▶ **Records for processing**:
PR #78, opened 2019-10-13
Adapt net/wait-for-it as wait/wait-for-(port|path)

sogaiu:
Here's my initial attempt at wait/wait-for-port and wait/wait-for-path as discussed on slack a bit back.


borkdude:
Great! Can you also update the README?

sogaiu:
How does the README look now?

borkdude:
Looks good. Can you add tests for default for both wait-for-port and wait-for-path? Also I'd like to see a test for the non-timeout case of wait-for-path if that is possible.

sogaiu:
I can work on those things.

I'm a bit on the cautious side regarding creating and deleting files.  Is there a way within babashka to create temp files appropriately?  I saw that in one of the tests there is java.io.File/createTempFile -- but iiuc that's not exposed to babashka.

borkdude:
@sogaiu I think `java.io.File.createTempFile()` is not implemented yet, but now might be a good time to add it:

https://github.com/borkdude/babashka/blob/master/src/babashka/impl/File.clj

Alternatively you can just create temp files in `/tmp`. Be sure to delete them first, so the file won't be there from the previous test run.

sogaiu:
Thanks for the comments.

I'll investigate the createTempFile angle as I'm wary of messing up someone's data accidentally.

sogaiu:
Added createTempFile with a test and hopefully improved the wait-for-path testing.

sogaiu:
May be it would be better for createTempFile to exist as File/createTempFile since getenv is available as System/getenv.

PR #106, opened 2019-11-14
Added more String parsers

jeroenvandijk:
Added:

* Double/parseDouble
* Boolean/parseBoolean

I need this for a project where I parse command-line options with these types. I figured `Float/parseFloat` is redundant because of the implicit cast of Float to Double.

Note that I wasn't able to run the tests:

```
script/test
Syntax error (FileNotFoundException) compiling at (babashka/impl/socket_repl.clj:1:1).
Could not locate sci/impl/interpreter__init.class, sci/impl/interpreter.clj or sci/impl/interpreter.cljc on classpath.

Full report at:
/var/folders/ck/9zqvs0zx5vsf2bc7rvv1pwc40000gn/T/clojure-2853884920458488806.edn
Tests failed.
```
I've basically copied the `Integer.clj` namespace and adapted it to my best knowledge.

### DIFF
--- a/src/babashka/impl/Boolean.clj
+++ b/src/babashka/impl/Boolean.clj
@@ -1,0 +1,15 @@
+(ns babashka.impl.Boolean
+  {:no-doc true}
+  (:refer-clojure :exclude [list]))
+
+(set! *warn-on-reflection* true)
+
+(defn parseBoolean [^String x]
+  (Boolean/parseBoolean x))
+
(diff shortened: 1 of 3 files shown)


borkdude:
@jeroenvandijk To include sci, you need to also get the submodule, see:

https://github.com/borkdude/babashka#developing-babashka

PR looks ok to me!

Issue #103, opened 2019-11-14
Make it possible to write to a file via binding / .write / .append


holyjak:
Currently I do not see a way to write into a file in bb. In Clojure I'd do one of these

```clojure
(with-open [wrt (io/writer "my/file.txt")]
   (binding [*out* wrt] (println "hi"))
  (.write wrt "hi\n")
  (.append wrt "hi\n")
```

I am trying to change a number of files so writing to bb's stdout and redirecting to file won't help.

however none works in babashka. Or is there another way? Thank you!

borkdude:
What about `(spit file contents :append true)`?

PR #108, opened 2019-11-14
Add Writer.write, .append etc

holyjak:
Fixes part of #103


borkdude:
@holyjak Thanks!
Could you add a unit test for this? I'm refactoring Java interop at the moment and I want to make sure this isn't going to break your additions.

PR #141, opened 2019-12-07
Remove non-portable nc option

sogaiu:
An attempt to address https://github.com/borkdude/babashka/issues/140


sogaiu:
Might be better to not use netcat

PR #181, opened 2019-12-21
Expose the path to the running script as $0

j-cr:
Please feel free to discard, it's just for the sake of example.

- what the name should be?
- should a var be created, similar to `user/*input*`?


borkdude:
That works only when:
- You don't have a namespace form, i.e. stay within the user namespace
and doesn't work when you use `load-file` or `require`. As described in the issue, it requires more fundamental changes.

j-cr:
Makes sense. What I had in mind is shebang-style invokations only, but Joker's `*file*` behaves correctly in all the cases you described so it makes sense to mimic that.

PR #256, opened 2020-02-06
Noticed a typo while trying an example

cldwalker:
Thanks for the awesome library!


borkdude:
Thanks! Yes, that alias had been renamed.

PR #270, opened 2020-02-21
Adding java.time.temporal.ChronoUnit to classes.clj

mbjarland:
This enables the two following kinds of calculations between `LocalDateTime`, `LocalTime`, `Instant` and other `Temporal` descendants:

```
ChronoUnit.MILLIS.between(temporalOne, temporalTwo)
temporalOne.until(temporalTwo, Chronounit.HOURS)
```
(or corresponding clojure syntax) 

and I would assume a lot of other operations which require time units. Specifically I ran into a problem with calculating the number of millis between two `LocalDateTime` instances which this PR would solve.

### DIFF
--- a/src/babashka/impl/classes.clj
+++ b/src/babashka/impl/classes.clj
@@ -83,6 +83,7 @@
           java.time.ZonedDateTime
           java.time.ZoneId
           java.time.ZoneOffset
+          java.time.temporal.ChronoUnit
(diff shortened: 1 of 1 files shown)


borkdude:
@mbjarland Thanks a lot. Is is possible to encode this into a unit test?

borkdude:
Merged together with unit test via other PR.

PR #305, opened 2020-03-21
Support AWS Lambda custom runtime

dainiusjocas:
AWS Lambda doesn't support signal [handling](https://github.com/oracle/graal/issues/841), e.g. [here](https://github.com/quarkusio/quarkus/issues/4262). Therefore, in order for babashka to work, it is needed to disable the handling of SIGPIPE.

I propose to introduce an environment variable to alter the default behaviour and disable the handling of SIGPIPE: `BABASHKA_DISABLE_PIPE_HANDLER`. 

An example project that runs babashka script in AWS Lambda https://github.com/dainiusjocas/babashka-lambda.

### DIFF
--- a/README.md
+++ b/README.md
@@ -1106,7 +1106,7 @@ Your command line args: (1 2 3)
 
 ## Package babashka script as a AWS Lambda
 
-AWS Lambda runtime doesn't support signals, therefore babashka has to disable handling of the SIGPIPE. This can be done by setting `DISABLE_PIPE_SIGNAL_HANDLING` to `true`.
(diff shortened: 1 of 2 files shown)


borkdude:
Without the change Lambda fails in a very similar way as  is described here https://github.com/oracle/graal/issues/841

borkdude:
So far babashka specific env variables starts with `BABASHKA_`,  like `BABASHKA_CLASSPATH`.
What about `BABASHKA_DISABLE_PIPE_HANDLER`?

▶ **What this task involves**: Which lines in the data above contain "files"? Show each one.

▶ **Expected answer**:
I'm a bit on the cautious side regarding creating and deleting files.  Is there a way within babashka to create temp files appropriately?  I saw that in one of the tests there is java.io.File/createTempFile -- but iiuc that's not exposed to babashka.
Alternatively you can just create temp files in `/tmp`. Be sure to delete them first, so the file won't be there from the previous test run.
(diff shortened: 1 of 3 files shown)
I am trying to change a number of files so writing to bb's stdout and redirecting to file won't help.
(diff shortened: 1 of 1 files shown)
(diff shortened: 1 of 2 files shown)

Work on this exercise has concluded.